*Your task*
Using the records below, output the stretch that opens with the line containing "- Make MPI_Reduce_scatter_block" and closes with the line containing "- Remove check_sbuf", exactly and including both lines, with nothing more.

Dataset entries
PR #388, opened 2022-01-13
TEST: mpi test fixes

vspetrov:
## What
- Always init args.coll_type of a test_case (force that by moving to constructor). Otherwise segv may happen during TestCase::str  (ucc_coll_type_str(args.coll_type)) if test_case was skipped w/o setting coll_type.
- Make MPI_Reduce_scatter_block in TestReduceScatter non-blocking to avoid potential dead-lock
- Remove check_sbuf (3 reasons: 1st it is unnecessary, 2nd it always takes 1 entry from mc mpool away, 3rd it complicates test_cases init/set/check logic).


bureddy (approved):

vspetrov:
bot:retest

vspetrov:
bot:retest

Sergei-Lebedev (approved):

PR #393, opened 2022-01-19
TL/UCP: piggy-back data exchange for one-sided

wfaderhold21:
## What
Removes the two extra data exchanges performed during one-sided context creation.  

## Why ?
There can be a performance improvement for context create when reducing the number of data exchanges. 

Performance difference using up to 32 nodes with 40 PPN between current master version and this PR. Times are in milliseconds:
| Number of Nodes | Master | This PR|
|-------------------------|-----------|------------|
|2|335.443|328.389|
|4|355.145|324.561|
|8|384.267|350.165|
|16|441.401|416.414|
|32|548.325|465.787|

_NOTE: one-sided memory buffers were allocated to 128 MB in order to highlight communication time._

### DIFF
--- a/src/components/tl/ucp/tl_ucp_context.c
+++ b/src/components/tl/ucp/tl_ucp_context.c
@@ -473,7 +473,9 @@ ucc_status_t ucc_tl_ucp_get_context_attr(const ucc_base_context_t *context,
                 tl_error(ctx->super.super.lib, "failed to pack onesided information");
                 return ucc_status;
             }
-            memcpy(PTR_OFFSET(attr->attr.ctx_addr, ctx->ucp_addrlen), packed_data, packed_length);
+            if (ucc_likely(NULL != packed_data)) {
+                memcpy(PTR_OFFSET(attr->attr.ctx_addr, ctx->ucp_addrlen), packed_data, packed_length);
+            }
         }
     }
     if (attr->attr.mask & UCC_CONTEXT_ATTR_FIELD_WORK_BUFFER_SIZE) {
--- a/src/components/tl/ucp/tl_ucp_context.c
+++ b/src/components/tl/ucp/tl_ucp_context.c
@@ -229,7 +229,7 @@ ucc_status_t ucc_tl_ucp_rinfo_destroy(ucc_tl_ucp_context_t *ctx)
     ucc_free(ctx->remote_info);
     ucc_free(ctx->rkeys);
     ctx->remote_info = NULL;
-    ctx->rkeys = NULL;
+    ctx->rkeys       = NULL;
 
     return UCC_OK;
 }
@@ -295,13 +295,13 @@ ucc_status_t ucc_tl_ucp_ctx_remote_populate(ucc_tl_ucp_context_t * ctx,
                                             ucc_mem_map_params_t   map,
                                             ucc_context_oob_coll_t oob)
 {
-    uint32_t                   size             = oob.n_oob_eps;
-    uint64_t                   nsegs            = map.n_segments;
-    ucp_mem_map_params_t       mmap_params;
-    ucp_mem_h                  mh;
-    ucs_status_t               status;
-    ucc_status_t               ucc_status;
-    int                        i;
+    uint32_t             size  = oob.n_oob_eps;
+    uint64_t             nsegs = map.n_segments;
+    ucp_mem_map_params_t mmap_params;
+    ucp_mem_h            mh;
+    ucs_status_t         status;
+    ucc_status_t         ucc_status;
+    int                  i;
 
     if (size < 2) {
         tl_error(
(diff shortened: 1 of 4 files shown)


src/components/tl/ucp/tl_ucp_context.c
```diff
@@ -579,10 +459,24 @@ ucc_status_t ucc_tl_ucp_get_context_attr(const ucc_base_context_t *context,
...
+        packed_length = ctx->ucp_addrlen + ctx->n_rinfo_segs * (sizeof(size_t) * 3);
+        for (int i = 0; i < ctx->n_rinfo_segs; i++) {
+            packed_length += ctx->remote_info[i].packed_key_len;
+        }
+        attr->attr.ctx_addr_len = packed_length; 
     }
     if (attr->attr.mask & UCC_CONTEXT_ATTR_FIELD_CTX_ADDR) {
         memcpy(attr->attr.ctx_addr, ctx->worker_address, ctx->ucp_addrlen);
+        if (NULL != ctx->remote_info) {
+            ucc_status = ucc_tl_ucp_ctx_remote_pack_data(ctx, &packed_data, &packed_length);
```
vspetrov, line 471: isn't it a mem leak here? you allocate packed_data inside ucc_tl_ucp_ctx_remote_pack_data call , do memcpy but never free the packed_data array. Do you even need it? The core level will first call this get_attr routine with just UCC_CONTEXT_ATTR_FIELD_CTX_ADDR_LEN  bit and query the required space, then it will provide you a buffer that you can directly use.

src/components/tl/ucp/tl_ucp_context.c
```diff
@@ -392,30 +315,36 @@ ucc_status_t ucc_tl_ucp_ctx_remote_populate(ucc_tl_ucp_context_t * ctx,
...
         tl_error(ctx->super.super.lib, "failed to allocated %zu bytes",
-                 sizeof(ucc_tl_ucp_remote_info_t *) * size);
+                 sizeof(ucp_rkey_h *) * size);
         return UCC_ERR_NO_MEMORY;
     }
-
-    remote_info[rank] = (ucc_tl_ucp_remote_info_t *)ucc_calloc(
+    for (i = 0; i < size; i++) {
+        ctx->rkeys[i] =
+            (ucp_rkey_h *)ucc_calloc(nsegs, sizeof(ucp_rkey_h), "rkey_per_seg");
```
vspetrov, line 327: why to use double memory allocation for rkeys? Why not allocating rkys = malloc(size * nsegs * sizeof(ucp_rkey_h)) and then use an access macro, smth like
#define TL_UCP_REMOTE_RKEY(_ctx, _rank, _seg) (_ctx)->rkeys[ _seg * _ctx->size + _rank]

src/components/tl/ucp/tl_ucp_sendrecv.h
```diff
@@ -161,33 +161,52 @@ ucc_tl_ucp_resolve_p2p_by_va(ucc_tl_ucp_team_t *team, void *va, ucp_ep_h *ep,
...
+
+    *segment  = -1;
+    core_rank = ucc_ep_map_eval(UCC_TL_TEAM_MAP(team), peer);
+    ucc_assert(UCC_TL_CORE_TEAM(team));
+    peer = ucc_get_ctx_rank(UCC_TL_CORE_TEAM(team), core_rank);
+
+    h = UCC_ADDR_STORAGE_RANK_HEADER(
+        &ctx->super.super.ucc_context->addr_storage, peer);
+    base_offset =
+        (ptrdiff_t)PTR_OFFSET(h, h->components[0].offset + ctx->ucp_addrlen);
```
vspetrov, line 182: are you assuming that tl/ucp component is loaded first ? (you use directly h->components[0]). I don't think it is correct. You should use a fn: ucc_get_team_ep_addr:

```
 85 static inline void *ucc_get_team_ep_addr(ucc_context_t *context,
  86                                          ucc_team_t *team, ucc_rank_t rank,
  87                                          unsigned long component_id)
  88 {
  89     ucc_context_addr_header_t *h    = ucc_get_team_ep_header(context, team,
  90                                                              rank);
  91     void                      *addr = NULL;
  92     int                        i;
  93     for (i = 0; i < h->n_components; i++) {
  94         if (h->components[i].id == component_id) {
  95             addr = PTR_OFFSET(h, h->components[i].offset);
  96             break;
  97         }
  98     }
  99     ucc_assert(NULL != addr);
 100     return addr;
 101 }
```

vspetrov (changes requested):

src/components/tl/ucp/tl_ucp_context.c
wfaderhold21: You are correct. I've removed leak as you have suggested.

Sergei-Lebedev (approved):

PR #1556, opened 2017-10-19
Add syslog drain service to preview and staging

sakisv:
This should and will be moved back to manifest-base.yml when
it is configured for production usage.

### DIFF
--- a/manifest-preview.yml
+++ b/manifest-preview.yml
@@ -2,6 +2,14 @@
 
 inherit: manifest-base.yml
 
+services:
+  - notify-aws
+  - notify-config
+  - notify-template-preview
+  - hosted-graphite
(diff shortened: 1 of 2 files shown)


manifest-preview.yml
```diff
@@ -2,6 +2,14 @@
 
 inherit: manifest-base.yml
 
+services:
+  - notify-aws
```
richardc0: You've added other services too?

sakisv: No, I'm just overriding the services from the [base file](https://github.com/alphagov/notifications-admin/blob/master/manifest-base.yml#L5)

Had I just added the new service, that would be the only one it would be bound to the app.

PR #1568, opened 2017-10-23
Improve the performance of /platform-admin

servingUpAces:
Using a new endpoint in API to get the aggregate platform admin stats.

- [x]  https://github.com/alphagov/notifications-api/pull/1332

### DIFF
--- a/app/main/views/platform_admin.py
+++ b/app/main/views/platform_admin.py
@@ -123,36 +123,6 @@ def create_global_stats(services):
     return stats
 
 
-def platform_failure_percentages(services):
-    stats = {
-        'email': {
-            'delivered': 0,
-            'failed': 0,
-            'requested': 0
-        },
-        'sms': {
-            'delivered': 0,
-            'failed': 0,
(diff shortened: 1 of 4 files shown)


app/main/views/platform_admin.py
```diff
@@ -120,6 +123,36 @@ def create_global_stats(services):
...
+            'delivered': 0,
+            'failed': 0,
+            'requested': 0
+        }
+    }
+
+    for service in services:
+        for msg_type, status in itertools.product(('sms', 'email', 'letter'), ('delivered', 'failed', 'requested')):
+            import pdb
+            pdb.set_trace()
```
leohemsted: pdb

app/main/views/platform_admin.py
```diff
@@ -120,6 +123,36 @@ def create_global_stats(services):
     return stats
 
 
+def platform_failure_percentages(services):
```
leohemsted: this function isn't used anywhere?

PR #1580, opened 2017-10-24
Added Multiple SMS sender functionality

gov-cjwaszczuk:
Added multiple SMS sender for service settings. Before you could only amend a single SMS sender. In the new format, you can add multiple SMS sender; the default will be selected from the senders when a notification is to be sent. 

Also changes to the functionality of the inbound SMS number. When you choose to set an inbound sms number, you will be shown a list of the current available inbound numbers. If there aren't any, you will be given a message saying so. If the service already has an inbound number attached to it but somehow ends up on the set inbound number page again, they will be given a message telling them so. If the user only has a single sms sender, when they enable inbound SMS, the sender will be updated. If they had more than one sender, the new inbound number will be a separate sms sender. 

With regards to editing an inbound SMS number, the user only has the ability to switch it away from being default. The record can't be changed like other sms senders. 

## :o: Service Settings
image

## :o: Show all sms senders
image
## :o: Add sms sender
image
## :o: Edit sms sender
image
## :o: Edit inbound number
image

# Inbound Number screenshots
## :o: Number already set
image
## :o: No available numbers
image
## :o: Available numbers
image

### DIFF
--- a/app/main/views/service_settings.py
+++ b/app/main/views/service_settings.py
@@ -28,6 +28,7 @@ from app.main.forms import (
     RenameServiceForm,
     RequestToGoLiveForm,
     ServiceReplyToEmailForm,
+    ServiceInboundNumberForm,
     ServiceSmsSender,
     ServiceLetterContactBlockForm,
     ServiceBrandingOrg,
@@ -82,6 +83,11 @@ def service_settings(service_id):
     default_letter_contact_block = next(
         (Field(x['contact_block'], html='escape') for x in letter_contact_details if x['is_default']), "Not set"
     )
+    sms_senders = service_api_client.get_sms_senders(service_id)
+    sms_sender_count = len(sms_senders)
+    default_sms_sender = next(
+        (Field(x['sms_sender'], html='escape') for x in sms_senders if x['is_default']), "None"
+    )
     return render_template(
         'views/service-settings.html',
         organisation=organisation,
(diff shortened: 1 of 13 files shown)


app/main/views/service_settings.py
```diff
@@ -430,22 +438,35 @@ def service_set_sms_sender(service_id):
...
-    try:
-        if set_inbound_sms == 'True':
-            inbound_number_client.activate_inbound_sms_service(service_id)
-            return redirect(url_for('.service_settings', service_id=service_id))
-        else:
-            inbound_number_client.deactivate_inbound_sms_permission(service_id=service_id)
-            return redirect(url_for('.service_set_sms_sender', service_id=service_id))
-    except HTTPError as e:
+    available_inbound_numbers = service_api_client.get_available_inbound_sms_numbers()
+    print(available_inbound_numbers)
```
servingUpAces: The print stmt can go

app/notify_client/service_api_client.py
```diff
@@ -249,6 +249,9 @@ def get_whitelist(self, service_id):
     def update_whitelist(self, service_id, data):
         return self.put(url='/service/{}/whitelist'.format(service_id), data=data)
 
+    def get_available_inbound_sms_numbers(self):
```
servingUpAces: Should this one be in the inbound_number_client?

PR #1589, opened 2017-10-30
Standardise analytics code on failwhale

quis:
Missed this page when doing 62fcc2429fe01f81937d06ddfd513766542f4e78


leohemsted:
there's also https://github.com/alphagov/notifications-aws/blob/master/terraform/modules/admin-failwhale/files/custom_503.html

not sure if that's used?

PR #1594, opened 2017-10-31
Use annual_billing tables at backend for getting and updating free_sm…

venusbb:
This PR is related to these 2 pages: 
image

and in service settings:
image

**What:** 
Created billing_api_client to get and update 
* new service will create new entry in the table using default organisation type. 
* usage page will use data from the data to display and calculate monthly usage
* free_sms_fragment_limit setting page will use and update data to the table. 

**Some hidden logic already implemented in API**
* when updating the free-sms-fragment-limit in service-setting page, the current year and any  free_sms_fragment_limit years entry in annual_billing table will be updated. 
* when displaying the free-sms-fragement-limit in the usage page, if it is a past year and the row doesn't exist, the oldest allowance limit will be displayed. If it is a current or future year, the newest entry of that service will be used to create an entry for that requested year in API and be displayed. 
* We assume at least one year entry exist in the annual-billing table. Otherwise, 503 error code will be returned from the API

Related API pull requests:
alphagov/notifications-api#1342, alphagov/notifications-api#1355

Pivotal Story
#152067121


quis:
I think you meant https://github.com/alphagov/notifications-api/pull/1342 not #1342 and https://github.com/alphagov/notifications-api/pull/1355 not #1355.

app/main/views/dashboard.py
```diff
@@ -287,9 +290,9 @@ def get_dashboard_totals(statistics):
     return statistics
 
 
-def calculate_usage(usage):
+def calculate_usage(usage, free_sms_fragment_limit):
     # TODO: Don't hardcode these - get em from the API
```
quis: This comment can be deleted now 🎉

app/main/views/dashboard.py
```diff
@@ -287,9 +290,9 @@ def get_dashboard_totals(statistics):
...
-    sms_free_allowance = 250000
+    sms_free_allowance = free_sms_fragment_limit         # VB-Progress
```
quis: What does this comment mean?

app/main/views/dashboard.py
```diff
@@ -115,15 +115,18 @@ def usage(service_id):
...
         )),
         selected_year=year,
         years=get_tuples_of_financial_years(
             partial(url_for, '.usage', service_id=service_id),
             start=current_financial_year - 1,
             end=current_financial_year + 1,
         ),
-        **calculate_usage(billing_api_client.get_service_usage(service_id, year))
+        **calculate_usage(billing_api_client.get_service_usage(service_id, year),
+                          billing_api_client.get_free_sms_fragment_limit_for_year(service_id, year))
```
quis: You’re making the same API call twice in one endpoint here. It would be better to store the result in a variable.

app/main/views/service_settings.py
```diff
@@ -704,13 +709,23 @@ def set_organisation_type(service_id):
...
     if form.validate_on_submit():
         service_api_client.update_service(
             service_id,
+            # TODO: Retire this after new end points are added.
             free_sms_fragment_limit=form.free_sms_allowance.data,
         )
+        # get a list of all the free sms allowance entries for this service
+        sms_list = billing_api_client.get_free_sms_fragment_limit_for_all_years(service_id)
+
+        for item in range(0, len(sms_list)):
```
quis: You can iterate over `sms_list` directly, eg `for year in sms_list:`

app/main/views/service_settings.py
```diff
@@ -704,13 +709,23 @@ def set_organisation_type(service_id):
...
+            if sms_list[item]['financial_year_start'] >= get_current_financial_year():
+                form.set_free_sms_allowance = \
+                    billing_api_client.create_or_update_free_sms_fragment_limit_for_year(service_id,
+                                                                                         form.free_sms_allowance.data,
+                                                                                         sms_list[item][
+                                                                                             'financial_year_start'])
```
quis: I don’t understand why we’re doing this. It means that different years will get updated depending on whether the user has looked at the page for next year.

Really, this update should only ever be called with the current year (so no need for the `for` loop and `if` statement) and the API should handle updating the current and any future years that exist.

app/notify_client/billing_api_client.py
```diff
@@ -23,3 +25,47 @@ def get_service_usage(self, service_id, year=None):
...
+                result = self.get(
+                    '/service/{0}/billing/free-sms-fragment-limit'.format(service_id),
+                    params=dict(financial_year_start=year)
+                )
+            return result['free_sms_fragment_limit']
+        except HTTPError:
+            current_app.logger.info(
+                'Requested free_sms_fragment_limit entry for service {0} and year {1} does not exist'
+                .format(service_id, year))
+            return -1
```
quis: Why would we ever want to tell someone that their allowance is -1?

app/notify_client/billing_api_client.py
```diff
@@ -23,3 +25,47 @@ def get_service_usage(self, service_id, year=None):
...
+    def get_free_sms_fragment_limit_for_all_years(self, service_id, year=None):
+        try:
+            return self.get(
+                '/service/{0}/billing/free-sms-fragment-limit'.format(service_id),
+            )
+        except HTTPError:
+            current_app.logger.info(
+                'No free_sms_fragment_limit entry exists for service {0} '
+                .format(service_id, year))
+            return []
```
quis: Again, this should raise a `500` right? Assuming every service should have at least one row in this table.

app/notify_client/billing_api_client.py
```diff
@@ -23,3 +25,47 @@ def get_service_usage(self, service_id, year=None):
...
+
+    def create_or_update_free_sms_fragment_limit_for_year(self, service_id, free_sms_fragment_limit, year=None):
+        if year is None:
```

*Exercise solution*
- Make MPI_Reduce_scatter_block in TestReduceScatter non-blocking to avoid potential dead-lock
- Remove check_sbuf (3 reasons: 1st it is unnecessary, 2nd it always takes 1 entry from mc mpool away, 3rd it complicates test_cases init/set/check logic).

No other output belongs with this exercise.